**PROBLEM**. Give the listing again exactly as written.

*** SOURCE MATERIAL ***

PR #620, opened 2025-07-06
Remove `State::ParseChunkData` and inline `reserve_current_chunk`

fintelia:
This simplifies reading of chunk data by combining it into a single state. Previously, a second state was used to signal that the buffer needed to grow or more input data was required. Eliminating the `reserve_current_chunk` method in favor of directly inlining also makes the code a bit easier to read.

*** End of SOURCE MATERIAL ***

**YOUR SOLUTION**.
PR #620, opened 2025-07-06
Remove `State::ParseChunkData` and inline `reserve_current_chunk`

fintelia:
This simplifies reading of chunk data by combining it into a single state. Previously, a second state was used to signal that the buffer needed to grow or more input data was required. Eliminating the `reserve_current_chunk` method in favor of directly inlining also makes the code a bit easier to read.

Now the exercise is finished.